Excerpts from a dataset:

PR #36420, opened 2026-05-06
console: guard useAuth() in OIDC routes when init fails

def-:
#36193 made OidcProviderWrapper render without `<AuthProvider>` when OIDC initialization fails so password sign-in still works, but OidcAuthGuard and OidcCallback still deref `auth` unconditionally and crash with TypeError. Add `!auth` guards matching the pattern already used in SsoLoginLink: OidcAuthGuard falls through to children (so a valid password session cookie still reaches the app), and OidcCallback redirects to LOGIN_PATH since there's nothing to complete without an AuthProvider.


leedqin (approved):
LGTM!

Exercise aim: Every line that contains the string "OIDC" should be copied from the records.

Finished task:
console: guard useAuth() in OIDC routes when init fails
#36193 made OidcProviderWrapper render without `<AuthProvider>` when OIDC initialization fails so password sign-in still works, but OidcAuthGuard and OidcCallback still deref `auth` unconditionally and crash with TypeError. Add `!auth` guards matching the pattern already used in SsoLoginLink: OidcAuthGuard falls through to children (so a valid password session cookie still reaches the app), and OidcCallback redirects to LOGIN_PATH since there's nothing to complete without an AuthProvider.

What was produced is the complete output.